Glögg (Scandinavian Mulled Wine), Chicago style

When I lived in Chicago, walking up to the historically-Swedish Andersonville neighborhood for glögg was one of the few things that got us through the dark, cold winters. Scandinavian mulled wine—known as glögg in Swedish, gløgg in Danish and Norwegian: gløgg, and glögi in Finnish—is typically a Christmastime drink. In Chicago, you could typically get it from Thanksgiving through New Year's Day. So yes, this recipe is out of season, but it will be ready when you need it!

I do not know very much about Scandinavian cuisine, so this is more of a Chicago recipe than anything else. I cannot speak to how traditional it is, only that it tastes right to me. I prefer to use a dry red wine as the base so that I can control the sweetness.

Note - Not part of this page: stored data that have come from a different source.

PR #499, opened 2025-03-13
don't set the admin password repeatedly when using --dev-password

squidboylan:
Every time we change the admin password in argocd it clears the active user sessions. This makes iteration with developing stacks a bit tedious as you end up running `idpbuilder --dev-password -p stackname` a lot and you have to log back into argo every time. This is a minor inconvenience but I don't see any reason we can't fix it.


cmoulliard (approved):

cmoulliard:
Many thanks for the PR @squidboylan

Issue #415, opened 2024-10-16
Feature: support private deployment, without external network access.


mouuii:
### Have you searched for this feature request?

- [X] I searched but did not find similar requests

### Problem Statement

can we support Private deployment, without external network access.？

### Possible Solution

Private deployment, without external network access.

nabuskey:
Hey @mouuii,  

Yes, we received a few requests to support air gapped environments and I'd love to support that use case. Related to: https://github.com/cnoe-io/idpbuilder/issues/402

mouuii:
@nabuskey  got it

Issue #402, opened 2024-10-09
Feature: Use local images if available


nabuskey:
### Have you searched for this feature request?

- [X] I searched but did not find similar requests

### Problem Statement

When idpbuilder spins up a kind cluster, it needs to pull images from a registry at least once. At least four images must be pulled every time: argocd, redis, ingress-nginx, and gitea. It would be great if we can use the locally available images instead to save on network usages. 

### Possible Solution

You could do this with the `-c` flag but that's not really friendly.

We could use the kind's load utility to load images to the nodes. https://github.com/kubernetes-sigs/kind/blob/10e058c534cf6b8546be70f1eea2e414a08ff770/pkg/cluster/nodeutils/util.go#L80

cmoulliard:
Can a proxy registry be an alternative https://github.com/rpardini/docker-registry-proxy?tab=readme-ov-file#kind-cluster ? @nabuskey

PR #501, opened 2025-03-14
feature: attempt to import images from the host

squidboylan:
This is an attempt to address https://github.com/cnoe-io/idpbuilder/issues/402 . Throwing this up here to get thoughts on this approach, there's still more work to do including supporting package customization and tests. I considered using https://github.com/kubernetes-sigs/kind/blob/10e058c534cf6b8546be70f1eea2e414a08ff770/pkg/cluster/nodeutils/util.go#L80 like described in the issue but that seems to require a lot more code that is already implemented in kind, and this was the easiest way i could think of reusing that kind code. I admit calling the kind cobra command directly feels like a bit of a hack but at least it's likely to be stable? This also doesnt get us all the way to fixing https://github.com/cnoe-io/idpbuilder/issues/415 because it doesnt support images referenced by digest because of https://github.com/kubernetes-sigs/kind/issues/2394 .


nabuskey:
Hmmm I wonder if we should use kind load or let another cache program do this for us. @punkwalker What do you think?

cmoulliard:
> Hmmm I wonder if we should use kind load

As mentioned by Cale, `kind load` do a lot of things under the hood to upload a tarball of an image as it must access the kindnet container to execute some internal commands.

punkwalker:
> Hmmm I wonder if we should use kind load or let another cache program do this for us. @punkwalker What do you think?

I feel we should use kind for this use-case. We don't want to implement logic which can be handled by kind. I usually use a script to load the images I need when idpbuilder creates cluster.

```

#!/bin/bash

# Check if kind is installed
if ! command -v kind &> /dev/null; then
    echo "Error: kind is not installed"
    exit 1
fi

# Check if docker is installed and running
if ! docker info &> /dev/null; then
    echo "Error: Docker is not running or not installed"
    exit 1
fi

# Get the kind cluster name, default to "kind" if not specified
CLUSTER_NAME=${1:-localdev}

# Check if the cluster exists
if ! kind get clusters | grep -q "^${CLUSTER_NAME}$"; then
    echo "Error: Cluster ${CLUSTER_NAME} does not exist"
    exit 1
fi

# Function to load images
load_images() {
    local images=("$@")
    for image in "${images[@]}"; do
        echo "Loading image: $image"
        docker pull "$image"
        kind load docker-image "$image" --name "$CLUSTER_NAME"
    done
}

# List of images to load
# Add or modify images as needed
IMAGES=(
    "alpine/git:v2.45.1"
    "golang:1.22-alpine"
    "alpine:3.20"
    "alpine/k8s:1.31.0"
    "quay.io/argoproj/argoexec:v3.5.4"
    "gcr.io/kaniko-project/executor:aca3b966a3376c998f4824162912ba5ea04c9d4f"
    # Add more images here
)

# Load the images
load_images "${IMAGES[@]}"

echo "Images loaded successfully into kind cluster: $CLUSTER_NAME"
```

punkwalker:
> > @squidboylan I feel we should use kind for this use-case
> 
> @punkwalker I think there might be some confusion. In this PR I am using kind for this, however I'm not using the CLI as a user doesn't necessarily have it installed, instead I'm using the kind go package which we already depend on and I use it in a way that simulates running the kind cli how you show in your example.

Yeah, I was referring to kind CLI. 
IMO, If we need to add this, we should keep it optional with a flag instead of implicitly importing images.

Issue #510, opened 2025-03-31
Feature: Expose the gitea server using NodePort


cmoulliard:
### Have you searched for this feature request?

- [x] I searched but did not find similar requests

### Problem Statement

Until now, a pod running inside another idpbuilder cluster or kind cluster cannot access a gitea server exposed using the ingress url as the hostname is resolved locally against the loopback address.
To access it, we have to expose the gitea server using a NodePort.

### Possible Solution

We can configure the gitea helm chart of idpbuilder to generate the gitea HTTP service as Nodeport using the following values
```
service:
  http:
    type: NodePort
    nodePort: 32223
    externalTrafficPolicy: Local
```
If we do that, then the service will be available using `http://<HOST_IP_ADDRESS>:<NODE_PORT>` or using `https://gitea.cnoes.localtest.me:8443` 

Another change is certainly needed as Argocd reports such an error
```
Failed sync attempt to a7fc045f00389156135e454c93355101a3b94675: one or more objects failed to apply, reason: error when patching "/dev/shm/592575435": Service "my-gitea-http" is invalid: spec.clusterIPs[0]: Invalid value: []string{"None"}: may not change once set (retried 5 times).

// Gitea HTTP Service looks like => 
spec:
  clusterIP: 10.96.128.174
  clusterIPs:
  - 10.96.128.174
  externalTrafficPolicy: Cluster
  internalTrafficPolicy: Cluster
  ipFamilies:
  - IPv4
  ipFamilyPolicy: SingleStack
  ports:
  - name: http
    nodePort: 32223
    port: 3000
    protocol: TCP
    targetPort: 3000
  selector:
    app.kubernetes.io/instance: my-gitea
    app.kubernetes.io/name: gitea
  sessionAffinity: None
  type: NodePort
```

PR #511, opened 2025-03-31
Generate a NodePort service for the gitea http.

cmoulliard:
-  Generate a NodePort service for the gitea http. 
- See: #510

### DIFF
--- a/hack/gitea/values.yaml
+++ b/hack/gitea/values.yaml
@@ -34,6 +34,11 @@ gitea:
       SKIP_TLS_VERIFY: true
 
 service:
+  http:
+    type: NodePort
+    port: 3000
+    nodePort: 32223
+    externalTrafficPolicy: Local
   ssh:
     type: NodePort
     port: 32222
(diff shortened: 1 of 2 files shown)


punkwalker:
@cmoulliard Is there any specific use-case for which we need this Nodeport? The existing ClusterIP service works fine, right?

cmoulliard:
> The existing ClusterIP service works fine, right?

Yes, it works fine but it is mainly used for internal usage when pod access gitea internally using the kube service address OR when the service should be managed behind an ingress host

cmoulliard:
> Is there any specific use-case for which we need this Nodeport?

As mentioned this is to allow a pod to access gitea from another kind cluster.

cluster 1 : kind cluster running gitea = gitea.cnoe.localtest.me:8443
cluster 2 : kind cluster where a pod (aka a git client) will access gitea running on the cluster 1. In this case, the pod will resolve the address: gitea.cnoe.localtest.me to localhost/127.0.0.01 and will not be able to access: gitea.cnoe.localtest.me:8443

punkwalker (approved):
LGTM 🚀

PR #516, opened 2025-04-25
fix: Fixed a bug where the ArgoCD Kustomization created duplicate argocd-rbac-cm resources

### LINKED ISSUE #515: [Bug]: Duplicate ArgoCD RBAC ConfigMap due to misconfigured Kustomization
### What is your environment, configuration, and command?

In the current setup, when running `idpbuilder create` the ArgoCD manifests generated via `https://raw.githubusercontent.com/argoproj/argo-cd/v2.10.7/manifests/install.yaml` and ` ./hack/argo-cd/generate-manifests.sh` results in the generation of two `argocd-rbac-cm` resources. This is because the Kustomization references the `argocd-rbac-dev.yaml` file as a separate resource rather than a patch causing ArgoCD to have a conflict between those files. 

Image

### What did you do and What did you see instead?

I want idpbuilder to properly patch the existing argocd-rbac-cm-

### Additional Information. Logs.

_No response_

lieberlois:
Resolves #515 by properly patching the existing argocd-rbac-cm.

### DIFF
--- a/hack/argo-cd/argocd-rbac-dev.yaml
+++ b/hack/argo-cd/argocd-rbac-dev.yaml
@@ -1,11 +1,7 @@
 apiVersion: v1
 kind: ConfigMap
 metadata:
-  labels:
-    app.kubernetes.io/name: argocd-rbac-cm
-    app.kubernetes.io/part-of: argocd
   name: argocd-rbac-cm
-  namespace: argocd
 data:
   policy.csv: |
     p, role:developer, applications, *, *, allow
--- a/hack/argo-cd/kustomization.yaml
+++ b/hack/argo-cd/kustomization.yaml
@@ -2,7 +2,6 @@ apiVersion: kustomize.config.k8s.io/v1beta1
 kind: Kustomization
 resources:
   - https://raw.githubusercontent.com/argoproj/argo-cd/v2.10.7/manifests/install.yaml
-  - argocd-rbac-dev.yaml
 
 patches:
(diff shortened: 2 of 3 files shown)


lieberlois:
@nabuskey Sure, I'll get to it tomorrow!  Just curious whether you think this test is actually useful? Personally I think we are more or less just testing Kustomize here - either way, I'll get to it tomorrow!

nabuskey:
> @nabuskey Sure, I'll get to it tomorrow! Just curious whether you think this test is actually useful? Personally I think we are more or less just testing Kustomize here - either way, I'll get to it tomorrow!

IMO it's not really useful. The test needs to actually validate contents of the manifests. I am ok with removing it. If you do remove it, could you open an issue to track it?

lieberlois:
I'll look into it tomorrow @nabuskey - just wanted to mention my concern here that the test (even if it would validate the contents) doesn't really test idpbuilder but rather ArgoCD Kustomizations or even Kustomize itself. It would be a different story if the test would cover custom overlays (e.g. custom ArgoCD config) applied from idpbuilder - but I'm not even sure if that is possible ^^

lieberlois:
@nabuskey I adjusted the test from 59 to 58 for now since changing the test setup should not be part of this PR. If you want we can discuss this further, but I'd like to get this fixed ASAP since I need it for a workshop 😉

nabuskey (approved):
LGTM

PR #543, opened 2025-08-30
fix: add tests for using the gitea registry in the cluster

squidboylan:


squidboylan:
I confirmed this fails on the 0.10.0 release but works on main

blakeromano (approved):
Looks like a good E2E test case! Thank you!

Issue #923, opened 2013-12-19
Enable https protocol in custom site binding


davorgrubelic:
It would be great if you could implement possibility to choose between HTTP and HTTPS protocol in custom site binding. This is specially good reason with service applications to increase service security.

Is there any reason why this isn't supported yet?

Happy coding... :)
@gissues:{"order":66.34615384615365,"status":"backlog"}

davidebbo:
Fixed by d42e4fbcbd64ba4f48895520849e8106d453ddcb

PR #1409, opened 2014-12-04
[RFC] Support for HTTPS Protocol, Certificates for IIS 7-8 and SNI for IIS 8

jeme:
This replaces the old PR: https://github.com/projectkudu/kudu/pull/1386

Requirements
----

- [x] Should be able to add custom HTTPS Bindings though the UI
- [x] Should be able to choose a certificate when adding a custom HTTPS Bindings though the UI
- [x] Should be able to choose SNI on IIS 8.x
- [x] Should not be able to choose SNI on IIS 7.x
- [x] Should not not be able to set a host name on unless the Certificate is a wildcard cert (*.) or if SNI is enabled

The UI has changed significantly, I ended up choosing to mimic the UI in the IIS manager instead of the "Syntax" thing, this is because I had to add some additional fields anyways, like certificate and SNI on IIS 8, so I ended up remaking it completely for familiarity sake. (IIS Administrators should now be familiar with the fields)

- [x] Should be able to add define default HTTPS bindings
- [x] Should be able to configure certificate for default HTTPS bindings
- [x] Should be able to configure SNI for default bindings
- [x] Should be able to configure Certificate stores (relevant for IIS 8 as it allows you to choose multiple stores when adding certs, we could state that the cert HAS to be in the personal store for KUDU as an alternative)

I Changed the whole configuration concept to be a Configuration section, and added an abstraction on top of that that to keep backwards compatibility.

Default bindings are now quite flexible in the way that you can add any number of default bindings, currently only with http or https, but it should now be significantly easier to add support for other protocols if needed.

Tests for components:
----

If at all possible, there should be unit tests for the components mentioned below.

- [x] Kudu.SiteManagement.Certificates.CertificateLookup
- [x] Kudu.SiteManagement.Certificates.CertificateSearcher 
- [x] Kudu.SiteManagement.Configuration.KuduConfiguration
- [x] Kudu.SiteManagement.PathResolver

There is still a few missing things in this PR:
----

- [x] Move IP's and IISVersion to a IKuduContext or redesign the KuduEnvironment class to support those. They where added to the IKuduConfiguration for now as it was the easy route, but they don't belong there as they are not configuration values.
- [x] Cleanup the default `app.config` and refresh the documentation.
- [x] CLA Signed
- [x] Squash all commits into a single for easy of review.
- [x] Fix usage of Apps definition (seems broken).
- [x] Add explicitly named parameters where applicable (was removed)
- [x] Run code analysis and fix any issues.
- [x] Fix SNI Flag visibility in the UI (currently hard-coded to be visible for debugging, but should only be visible for IIS 8)

Please feel free to note other things missing.

CC: @n3rd, @davidebbo, @ahmelsayed, @suwatch (Those that participated in the old PR)

----
From the old PR:

We need to be able to define HTTPS bindings for our app's deployed with KUDU, so since I found #923 and that didn't seem to have much traction, I thought I would look into how this could possibly be added.

So this is a work in progress, but I wanted to see if I could get some feedback midway as I choose to change the configuration concept as well.

I am still figuring out how to deal wit certificates, as those become a thing to deal with when we suddenly wan't to do https.


Kudu.SiteManagement/SiteManager.cs
```diff
@@ -374,92 +390,93 @@ private static int GetRandomPort(IIS.ServerManager iis)
...
+                {
+                    switch (binding.Scheme)
+                    {
+                        case UriScheme.Http:
+                            site.Bindings.Add(binding.Binding, "http");
+                            break;
+
+                        case UriScheme.Https:
+                            Certificate cert = _certificateSearcher.Lookup(binding.Certificate).ByFriendlyName();
+                            Binding bind = site.Bindings.Add(binding.Binding, cert.GetCertHash(), cert.StoreName);
```
jeme: Agreed, so for now I changed it to throw an ConfigurationErrorsException with a more meaning-full message, it feels a bit odd to throw that here, but it's the most meaning-full thing I could come up with at the moment.

Kudu.SiteManagement.Test/Kudu.SiteManagement.Test.csproj
```diff
@@ -0,0 +1,72 @@
...
+  <ItemGroup>
+    <None Include="app.config" />
+    <None Include="packages.config" />
+  </ItemGroup>
+  <ItemGroup>
+    <ProjectReference Include="..\Kudu.SiteManagement\Kudu.SiteManagement.csproj">
+      <Project>{D5669C1D-3408-4CEE-8C1B-D86D03D27EE2}</Project>
+      <Name>Kudu.SiteManagement</Name>
+    </ProjectReference>
+  </ItemGroup>
```
jeme: Perhaps this is related to this: http://www.alteridem.net/2014/10/16/visual-studio-2013-modifies-nunit-project-files/

And since I am using ReSharper instead of the built-in test explorer I believe that is why I don't get that.

davidebbo:
Running build.cmd at the root on a clean repo, I get a bunch of errors from Code Analysis:

```
c:\code\GitHub\kudu\Kudu.SiteManagement\SiteManager.cs(184): error CA1811: Microsoft.Performance : 'SiteManager.BindingInformation.SiteType.get()' appears to have no upstream public or protected callers. [C:\code\GitHub\kudu\Kudu.SiteManagement\Kudu.SiteManagement.csproj]
c:\code\GitHub\kudu\Kudu.SiteManagement\SiteManager.cs(182): error CA1811: Microsoft.Performance : 'SiteManager.BindingInformation.Url.get()' appears to have no upstream public or protected callers. [C:\code\GitHub\kudu\Kudu.SiteManagement\Kudu.SiteManagement.csproj]
MSBUILD : error CA1726: Microsoft.Naming : Replace the term 'Flags' in type name 'SslFlags' with an appropriate alternate or remove it entirely. [C:\code\GitHub\kudu\Kudu.SiteManagement\Kudu.SiteManagement.csproj]
MSBUILD : error CA1010: Microsoft.Design : 'NamedElementCollection<T>' appears to be a non-generic, strongly typed collection. Add an implementation to the instance of ICollection<T> where T is the underlying element type of 'NamedElementCollection<T>'. [C:\code\GitHub\kudu\Kudu.SiteManagement\Kudu.SiteManagement.csproj]
MSBUILD : error CA1010: Microsoft.Design : 'BindingsConfigurationElementCollection' appears to be a non-generic, strongly typed collection. Add an implementation to the instance of ICollection<T> where T is the underlying element type of 'BindingsConfigurationElementCollection'. [C:\code\GitHub\kudu\Kudu.SiteManagement\Kudu.SiteManagement.csproj]
MSBUILD : error CA1010: Microsoft.Design : 'CertificateStoresConfigurationElementCollection' appears to be a non-generic, strongly typed collection. Add an implementation to the instance of ICollection<T> where T is the underlying element type of 'CertificateStoresConfigurationElementCollection'. [C:\code\GitHub\kudu\Kudu.SiteManagement\Kudu.SiteManagement.csproj]
```

Can you get it to a clean state? It probably only takes minor changes.

jeme:
Interesting... I am not getting those when running the build.cmd, so had to run the Analysis on the solution from VS to get those... Which seems odd when I don't have any changes to the build file...

But ofc... Will have a look at those.

jeme:
I don't have anything left on this one to do in my mind... So I am now waiting for comments if there is anything lacking.

The SiteManager could use some refactoring (also making it more testable), but that is outside the scope of the PR and would just generate allot of noise as I see it, so that would be better handled as a different PR IMO...

I have left the configuration elements out of testing as I A) don't really know how to make a meaningful test of them, and B) see it mostly as tests of the .NET framework.

davidebbo:
I think we were left on the build errors I showed above, which you said you were going to look at. Were you able to repro that?

jeme:
Those should have been fixed, at least I am not getting any errors when running code Analysis.

jeme:
I have updated the commit, I found out that I had set the "enableCustomHostNames" to true by default, which was not the original behavior.

davidebbo:
Ok, the change is finally in! I rebased it on latest, and I updated BCL packages to match the rest of the solution.

jeme:
Super. That should close the issue: https://github.com/projectkudu/kudu/issues/923 as I see it.

davidebbo:
Yep, just closed it.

My mulled wine pulls out all the stops. You don't have to use everything in this recipe—it will still turn out well if not perfect—but a good variety of spices and Aquavit are a must! This recipe does not call for much sugar as a variety of the liqueurs and fruits are sweet. The fewer you use, the more sugar you may have to add for it to taste right. Adjust for sweetness toward the end of the cooking time.


This recipe makes four generous goblets of mulled wine and can easily be doubled for a crowd. I wouldn't cut it in half though, even a small party will want seconds! The more of the ingredients you use, the better it will be. This works best in a clay pot because of the way it retains heat, and because it will keep the wine warm for multiple servings, but you can use a regular metal pot too as long as you keep an eye on it.


  • One 750 ml bottle of light-bodied dry red wine. I used a $10 Côte du Rhône. My rule is if you wouldn't drink the wine on its own, it won't make a great mulled wine. But a decent low-to-mid-price bottle will do the trick.

  • 3 ounces Aquavit

  • 1.5 ounce Grand Marnier, Triple Sec, or substitute a dash of orange extract or orange bitters

  • 0.5 ounce elderflower liqueur, such as St. Germain or St. Elder.

  • 3/4 cup morello cherries in juice. You want a nice mix of berries and liquid, and it should be sweetened juice, not a thick syrup. They are available at Russian markets and sometimes Trader Joe's.

  • a dash of almond extract or 0.5 ounce amaretto

  • 4 whole cloves

  • 1 cassia cinnamon stick

  • 6 green cardamom pods

  • 2 black cardamom pods

  • 8 allspice berries

  • 1 bay leaf

  • 1 star anise

  • 2-3 slices fresh ginger

  • 1/8 cup sultanas (yellow raisins)

  • ~1/4 cup raw sugar, palm sugar, brown sugar, or jaggery (to taste). You can also use honey or white sugar, but they are sweeter so you may want less.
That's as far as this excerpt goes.